Everyone knows them as the creators of the AR world phenomenon Pokémon GO. While on the quest to popularize Augmented Reality, even a blockbuster AR game doesn’t satisfy Niantic Inc., who is on a mission to transform the world into a video game. The company recently joined the investment round for DigiLens, with the aim to make DigiLens AR displays safer, cheaper, lighter, and better. Along with Mitsubishi, the parties hope to make DigiLens waveguide displays apt for widespread consumer use.
Mitsubishi Chemical Holdings also joined the round for what is a huge injection of funds and talent into the DigiLens project. No wonder its CEO, Chris Pickett, is ’thrilled’ to have the duo as partners. DigiLens AR displays, expensive as they are, represent the best attempt of holographic Augmented Reality to date. Running on their own, proprietary materials and technology, DigiLens are best suited for enterprise, military, automotive, and aerospace use.
But that is about to change with the recent round of funding coming their way. ‘These investments’, DigiLens CEO argues, ’will strengthen the ecosystem of support for DigiLens, its licensees and their customers for the manufacturing of large volumes of displays at consumer price points that cannot be matched by other technologies’. It means that the future AR products that run on DigiLens will be a lot cheaper and ready for consumers to take them up.

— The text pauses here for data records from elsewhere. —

PR #2469, opened 2025-08-28
execution-client: add timeouts for every request

iurii-ssv:
This PR is the exact copy of https://github.com/ssvlabs/ssv/pull/2468 but rebased onto **version/optimization** so we can release it under **v2.3.5**

### DIFF
--- a/eth/executionclient/errors.go
+++ b/eth/executionclient/errors.go
@@ -15,9 +15,9 @@ var (
 	ErrSyncing       = fmt.Errorf("syncing")
 )
 
-// errWithDetails wraps provided error adding more details to it.
-func (ec *ExecutionClient) errWithDetails(err error, method string) error {
-	return fmt.Errorf("%s -> %s: %w", ec.nodeAddr, method, err)
+// errSingleClient wraps provided error adding more details to it, useful for single-client errors.
+func (ec *ExecutionClient) errSingleClient(err error, routeName string) error {
+	return fmt.Errorf("single-client request %s -> %s: %w", ec.nodeAddr, routeName, err)
 }
 
 const (
--- a/eth/executionclient/execution_client.go
+++ b/eth/executionclient/execution_client.go
@@ -100,7 +100,7 @@ func New(ctx context.Context, nodeAddr string, contractAddr ethcommon.Address, o
 	ec.syncProgressFn = func(ctx context.Context) (*ethereum.SyncProgress, error) {
 		sp, err := ec.client.SyncProgress(ctx)
 		if err != nil {
-			return nil, ec.errWithDetails(fmt.Errorf("fetch sync progress: %w", err), "eth_syncing")
+			return nil, ec.errSingleClient(fmt.Errorf("fetch sync progress: %w", err), "eth_syncing")
 		}
 		return sp, nil
 	}
@@ -123,7 +123,7 @@ func (ec *ExecutionClient) Close() error {
 func (ec *ExecutionClient) FetchHistoricalLogs(ctx context.Context, fromBlock uint64) (logs <-chan BlockLogs, errors <-chan error, err error) {
 	currentBlock, err := ec.client.BlockNumber(ctx)
 	if err != nil {
-		return nil, nil, ec.errWithDetails(fmt.Errorf("get current block: %w", err), "eth_blockNumber")
+		return nil, nil, ec.errSingleClient(fmt.Errorf("get current block: %w", err), "eth_blockNumber")
 	}
 	if currentBlock < ec.followDistance {
 		return nil, nil, ErrNothingToSync
@@ -237,7 +237,7 @@ func (ec *ExecutionClient) subdivideLogFetch(ctx context.Context, q ethereum.Fil
 	if err == nil {
 		return logs, nil
 	}
-	err = ec.errWithDetails(fmt.Errorf("get filtered logs: %w", err), "eth_getLogs")
+	err = ec.errSingleClient(fmt.Errorf("get filtered logs: %w", err), "eth_getLogs")
 
 	if isRPCQueryLimitError(err) {
 		if q.FromBlock == nil || q.ToBlock == nil {
@@ -360,7 +360,7 @@ func (ec *ExecutionClient) healthy(ctx context.Context) error {
 	sp, err := ec.SyncProgress(ctx)
 	if err != nil {
 		recordExecutionClientStatus(ctx, statusFailure, ec.nodeAddr)
-		return ec.errWithDetails(fmt.Errorf("get sync progress: %w", err), "eth_syncing")
+		return ec.errSingleClient(fmt.Errorf("get sync progress: %w", err), "eth_syncing")
 	}
 	recordRequestDuration(ctx, ec.nodeAddr, time.Since(start))
 
@@ -386,7 +386,7 @@ func (ec *ExecutionClient) healthy(ctx context.Context) error {
 func (ec *ExecutionClient) HeaderByNumber(ctx context.Context, blockNumber *big.Int) (*ethtypes.Header, error) {
 	h, err := ec.client.HeaderByNumber(ctx, blockNumber)
 	if err != nil {
-		return nil, ec.errWithDetails(fmt.Errorf("get header by block number %s: %w", blockNumber, err), "eth_getBlockByNumber")
+		return nil, ec.errSingleClient(fmt.Errorf("get header by block number %s: %w", blockNumber, err), "eth_getBlockByNumber")
 	}
 	return h, nil
 }
@@ -394,7 +394,7 @@ func (ec *ExecutionClient) HeaderByNumber(ctx context.Context, blockNumber *big.
 func (ec *ExecutionClient) SubscribeFilterLogs(ctx context.Context, q ethereum.FilterQuery, ch chan<- ethtypes.Log) (ethereum.Subscription, error) {
 	logs, err := ec.client.SubscribeFilterLogs(ctx, q, ch)
 	if err != nil {
-		return nil, ec.errWithDetails(fmt.Errorf("subscribe to filtered logs (query=%s): %w", q, err), "logs")
+		return nil, ec.errSingleClient(fmt.Errorf("subscribe to filtered logs (query=%s): %w", q, err), "logs")
 	}
 	return logs, nil
 }
@@ -402,7 +402,7 @@ func (ec *ExecutionClient) SubscribeFilterLogs(ctx context.Context, q ethereum.F
 func (ec *ExecutionClient) FilterLogs(ctx context.Context, q ethereum.FilterQuery) ([]ethtypes.Log, error) {
 	logs, err := ec.client.FilterLogs(ctx, q)
 	if err != nil {
-		return nil, ec.errWithDetails(fmt.Errorf("get filtered logs (query=%s): %w", q, err), "eth_getLogs")
+		return nil, ec.errSingleClient(fmt.Errorf("get filtered logs (query=%s): %w", q, err), "eth_getLogs")
 	}
 	return logs, nil
 }
@@ -439,7 +439,7 @@ func (ec *ExecutionClient) streamLogsToChan(ctx context.Context, logCh chan<- Bl
 	// So we can restart from this block once everything is good.
 	sub, err := ec.client.SubscribeNewHead(ctx, heads)
 	if err != nil {
-		return fromBlock, ec.errWithDetails(fmt.Errorf("subscribe new head: %w", err), "newHeads")
+		return fromBlock, ec.errSingleClient(fmt.Errorf("subscribe new head: %w", err), "newHeads")
 	}
 	defer sub.Unsubscribe()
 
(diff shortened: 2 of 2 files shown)


beacon/goclient/goclient.go
```diff
@@ -171,8 +171,15 @@ func New(
...
-	logger.Info("consensus client: connecting",
-		fields.Address(opt.BeaconNodeAddr),
+	if opt.BeaconNodeAddr == "" {
+		return nil, fmt.Errorf("no beacon node address provided")
+	}
+
+	// TODO: Decide what symbol to use as a separator. Bootnodes are currently separated by ";". Deployment bot currently uses ",".
+	beaconAddrList := strings.Split(opt.BeaconNodeAddr, ";")
+
+	logger.Info("consensus client: connecting (multi client)",
```
nkryuchkov, line 180: I'm not sure we need to add `(multi client)` because we have only one implementation. It might be very confusing for someone using only one beacon node, which is the most popular scenario

beacon/goclient/goclient.go
```diff
@@ -171,8 +171,15 @@ func New(
 	logger *zap.Logger,
 	opt Options,
 ) (*GoClient, error) {
-	logger.Info("consensus client: connecting",
-		fields.Address(opt.BeaconNodeAddr),
+	if opt.BeaconNodeAddr == "" {
+		return nil, fmt.Errorf("no beacon node address provided")
+	}
+
+	// TODO: Decide what symbol to use as a separator. Bootnodes are currently separated by ";". Deployment bot currently uses ",".
```
nkryuchkov: Let's remove it as discussed in https://github.com/ssvlabs/ssv/pull/2468/files

eth/executionclient/defaults.go
```diff
@@ -5,7 +5,7 @@ import (
 )
 
 const (
-	DefaultConnectionTimeout           = 10 * time.Second
+	DefaultReqTimeout                  = 15 * time.Second
```
nkryuchkov: Moving the conversation from https://github.com/ssvlabs/ssv/pull/2468/files#r2306965090

eth/executionclient/errors.go
```diff
@@ -12,14 +12,13 @@ var (
...
 
-// Domain-specific errors.
-var (
-	errSyncing = fmt.Errorf("syncing")
-)
-
-const elResponseErrMsg = "Execution client returned an error"
+// errWithDetails wraps provided error adding more details to it.
+func (ec *ExecutionClient) errWithDetails(err error, method string) error {
+	return fmt.Errorf("%w (address=%s method=%s)", err, ec.nodeAddr, method)
```
nkryuchkov: nit: this looks a bit inconsistent with how errors are usually rendered, maybe something like this?

If you disagree, please close this

```suggestion
	return fmt.Errorf("%s to %s: %w", method, ec.nodeAddr, err)
```

nkryuchkov (approved):
good job

eth/executionclient/errors.go
iurii-ssv: Yeah I was hesitant to stick the URL in the middle to "not break up the error text" ... but on a second thought it's looking rather nice actually,

updated to `return fmt.Errorf("%s + %s: %w", method, ec.nodeAddr, err)`

beacon/goclient/goclient.go
iurii-ssv: Done (thought I already pushed a commit to remove, but turns out I didn't)

beacon/goclient/goclient.go
iurii-ssv: Oh right, thanks for spotting this (I thought here we are always working with multi-client case, so I wanted the log-message to match what we output in ExecutionClient ... but that's not quite the case),

removed that `(multi client)` part now

eth/executionclient/defaults.go
iurii-ssv: I think we'll need to add more metrics to `ExecutionClient` to get better estimates, currently it seems to only measure `Health` endpoint (which takes just under ~2s on **stage**) ...

So I think 15s is a reasonable safe default we can use for now, we wouldn't want to block the merge of this PR on that - but I'll sketch a separate PR with the added metrics and later on we can re-visit this value (having gathered at least couple of days of data from running it on **stage**)

beacon/goclient/goclient.go
oleg-ssvlabs: it seems the `(multi client)` it still part of the log message, so it should be removed

cli/operator/node.go
```diff
@@ -330,7 +332,7 @@ var StartNodeCmd = &cobra.Command{
 		validatorProvider := nodeStorage.ValidatorStore().WithOperatorID(operatorDataStore.GetOperatorID)
 		validatorRegistrationSubmitter := runner.NewVRSubmitter(cmd.Context(), logger, networkConfig.Beacon, consensusClient, validatorProvider)
 
-		executionAddrList := strings.Split(cfg.ExecutionClient.Addr, ";") // TODO: Decide what symbol to use as a separator. Bootnodes are currently separated by ";". Deployment bot currently uses ",".
```
oleg-ssvlabs, line 333: I assume this comment is valid any longer? Otherwise `,` separator would not work?

eth/executionclient/defaults.go
oleg-ssvlabs: we should probably align this value with default request duration from the [config](https://github.com/ssvlabs/ssv/pull/2469/files#diff-3bb757c4694e898fdb8f40951242228db018bdfaa92da79d9334a01d2f546e98R12) which is `10s`

oleg-ssvlabs: not in scope of this PR, but I've noticed that [these](https://github.com/ssvlabs/ssv/pull/2469/files#diff-e8d4fb87f6b7393d4b6dbe2fbe51c1739da2f99713ab1b6147eabc5a1b673de9R16-R18) constants are unused, maybe worth removing while here

eth/executionclient/eth_client.go
oleg-ssvlabs, line 1: I’m not entirely sure about the idea of this wrapper.  
We already have a wrapper in `execution_client.go`, and we could just add timeouts there instead.  

To avoid accidentally forgetting to set timeouts, we could implement a unit test with right assertions

eth/executionclient/errors.go
```diff
@@ -12,14 +12,13 @@ var (
 	ErrClosed        = fmt.Errorf("closed")
 	ErrBadInput      = fmt.Errorf("bad input")
 	ErrNothingToSync = errors.New("nothing to sync")
```
oleg-ssvlabs: while here, could align error instantiation

oleg-ssvlabs (commented):
good job.

Left few comments

eth/executionclient/defaults.go
iurii-ssv: > not in scope of this PR, but I've noticed that [these](https://github.com/ssvlabs/ssv/pull/2469/files#diff-e8d4fb87f6b7393d4b6dbe2fbe51c1739da2f99713ab1b6147eabc5a1b673de9R16-R18) constants are unused, maybe worth removing while here

I've done that in another PR, so just keeping those around in this one to not create a merge-conflict

> we should probably align this value with default request duration from the [config](https://github.com/ssvlabs/ssv/pull/2469/files#diff-3bb757c4694e898fdb8f40951242228db018bdfaa92da79d9334a01d2f546e98R12) which is `10s`

The thing is - this `10s` value didn't apply to all requests ... so I'm feeling a bit more confident giving it more room for now (`15s`), but I think we can update default config value to match - https://github.com/ssvlabs/ssv/pull/2469/commits/97d0ceec27397c0a7f1b7b3e765ca2fb4e6d8d5d

cli/operator/node.go
iurii-ssv: I'm not 100% sure what the comment means, but my read is "Discord bot uses `,` to split different env-parameters. If we were to use `,` here as well Discord bot would run into trouble parsing our deploy-request"

eth/executionclient/eth_client.go
iurii-ssv: > To avoid accidentally forgetting to set timeouts, we could implement a unit test with right assertions

I'm not sure that's doable with a unit test, could you expand on it ? Lets say we need to start using new method on `ethclient` we didn't previously use - how can we make sure we did set a timeout for it (I guess the only way to do it would be via `ctx` ... [there is another option](https://github.com/ssvlabs/ssv/pull/2468#discussion_r2307313583) but like I mentioned I like this one better since it's more flexible & the cost of adding an extra wrapping-func is negligible)

eth/executionclient/errors.go
iurii-ssv: https://github.com/ssvlabs/ssv/pull/2469/commits/9ce1da193fd4ce6fb837cf852fbfc00984847d3b

eth/executionclient/defaults.go
iurii-ssv: ~Based on the values https://github.com/ssvlabs/ssv/pull/2470 gets us (running for `~3` hours), so far it looks like `~3s` is enough (although I wouldn't set the limit that low), we could probably lower it to `10s`~ this was incorrect, see the update below:

image

I don't quite understand however why `BlockNumber` and `SubscribeNewHead` (and `ChainID` that's used in multi-client only setup, I guess) are shown there as `0s` ... the only thing I can think of it looks like we are doing only 1 of those requests (at SSV node start) and somehow that 1 request is smoothed out to 0 ? @oleg-ssvlabs maybe you have seen something like that with metrics in the past ?

**Update:** actually the chart from above is not correct, it shows "requests per second" rather than "request latency" ... here is the updated chart showing both, and we can see that `~1s` is enough actually for 99th percentile of EL requests:

image

oleg-ssvlabs: @iurii-ssv I am not 100% confident, but I think this is what you are describing - the request was sent only once, and because you are using the `sum` and `rate` functions, it gets flattened to 0

eth/executionclient/eth_client.go
oleg-ssvlabs: I am not familiar with the entire test setup. It seems fairly complex at first glance.  
What I meant was:  
→ Mock the EL response time  
→ Provide a context with a lower timeout  
→ Expect a `DeadlineExceeded` or `Canceled` error type that should arrive no later than context deadline

Can't say how hard if would be to setup this behavior

eth/executionclient/defaults.go
iurii-ssv: It seems if that's the case indeed - the flattening happens in the observability code itself (not in Grafana), it shows 3 points with `0` values there:

image

We could extend `recordRequestDuration` func to accept `logger` for example and also log every request (mainly what we are interested in is "the time it took") ... but if we go for it I think we should do it for both CL and EL (`ExecutionClient` and `GoClient`) - https://github.com/ssvlabs/ssv/issues/2471 (and that's better to do out of scope of this PR)

eth/executionclient/eth_client.go
iurii-ssv: That would only work IF you are writing a unit-test of that form for newly added method-call ... which is rarely the case - nothing prevents the implementor to:
- either forget/bypass writing unit-tests for his newly added code
- or if he writes some he must remember to write that specific kind of test you described

So it's not really reliable :) With the current solution compiler won't let you to call `ethclient.Client` directly - you'd need to implement a wrapper-method for it (similar to other wrapper-methods) ... and the `ethClient struct` is intentionally taking care of timeouts only (we could have moved metric-recording in there, for example, but I think it's better to create another wrapper dedicated to metrics if we want the compiler to help us to not forget to add those as well ... but, unlike with timeouts, forgetting to record a metric isn't a critical bug)

eth/executionclient/defaults.go
iurii-ssv: > We could extend recordRequestDuration func to accept logger for example and also log every request (mainly what we are interested in is "the time it took") ... but if we go for it I think we should do it for both CL and EL (ExecutionClient and GoClient) - https://github.com/ssvlabs/ssv/issues/2471 (and that's better to do out of scope of this PR)

Implemented in https://github.com/ssvlabs/ssv/pull/2472 now,

as for `DefaultReqTimeout` (and similar config default) - [I've set it to `10s`](https://github.com/ssvlabs/ssv/pull/2469/commits/ceaec4d49570e673d1050e47ecc629d2ed8ebbfa) since the trend displayed above has persisted for ~24h now (we could go even lower to 5s for example, but I don't think there is any real benefit in doing that ... and we'd want the request to survive random hitches as well, if possible)

iurii-ssv: > @iurii-ssv I am not 100% confident, but I think this is what you are describing - the request was sent only once, and because you are using the `sum` and `rate` functions, it gets flattened to 0

@oleg-ssvlabs jfyi, now that I've added the logging as well I can see that those are indeed requests we issue only/mostly on startup, and 1-2 at most. So I guess it is a metrics-visibility issue after all.

iurii-ssv: > @oleg-ssvlabs jfyi, now that I've added the logging as well I can see that those are indeed requests we issue only/mostly on startup, and 1-2 at most. So I guess it is a metrics-visibility issue after all.

Super weird stuff btw, here is another relevant example for `SyncCommitteeDuties
` request, in logs I see 3 requests in total (over past 24h):

image

While on the metrics-chart I only see 1 of those 3 requests register (this is using dot-representation, but that doesn't matter) which is **also not even the longest request of those 3**:

image

**Another idea** would be - maybe these metrics are missing because upon cluster re-deploys `prometheus-exporter` is also restarted and is just not ready to accept the request that pushes those metrics to it yet ... this seems to align with the `starting SSV` node data exactly (the request that showed up on metrics chart is not due to SSV node restart, while 2 other do happen due to SSV node restart):

image

I guess it's not something we need (or maybe even can) to address ... just glad to have figured this out.

oleg-ssvlabs (approved):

How is that to be achieved? Diamond Edge Ventures, a Silicon Valley offshoot of Mitsubishi Chemical Holdings, was established in July 2018, with the aim to invest in startups worldwide. ‘We could not have found a better first investment than DigiLens’, DEV President Patrick Suel, ‘as it demonstrates how MCHC’s advanced technology can help us create a new market through strategic partnership with a world technology leader’. Mitsubishi is behind the investment, a company renowned for producing high-tech materials. Its end of the deal includes to create a plastic material for DigiLens AR displays to make them cheaper, lighter, and virtually unbreakable.
Mitsubishi is not alone in this. Niantic Inc., better known as the Pokémon GO creators, have chipped in too. The company that has put Augmented Reality out there, now wants to step up their game. Niantic sees DigiLens AR displays as their window into new game hits played the world around. ‘Niantic has spent years transforming the world into a game board’, Niantic Inc. CEO John Hanke. It’s the Mitsubishi entering that lured Niantic to join strengths: ‘DigiLens is on an amazing path, in collaboration with MCHC, to bring more affordable and accessible hardware experiences to players around the world, making it possible for character and game play to be seamlessly woven into the real world, supported by compelling safe and lightweight plastic AR displays’.
It is with partnerships like these that the future is made with. This investment round is the most important step towards making AR glasses what they should be. Having affordable, lightweight DigiLens AR displays at their side, producers will have little problems to usher in a new era of consumer AR glasses.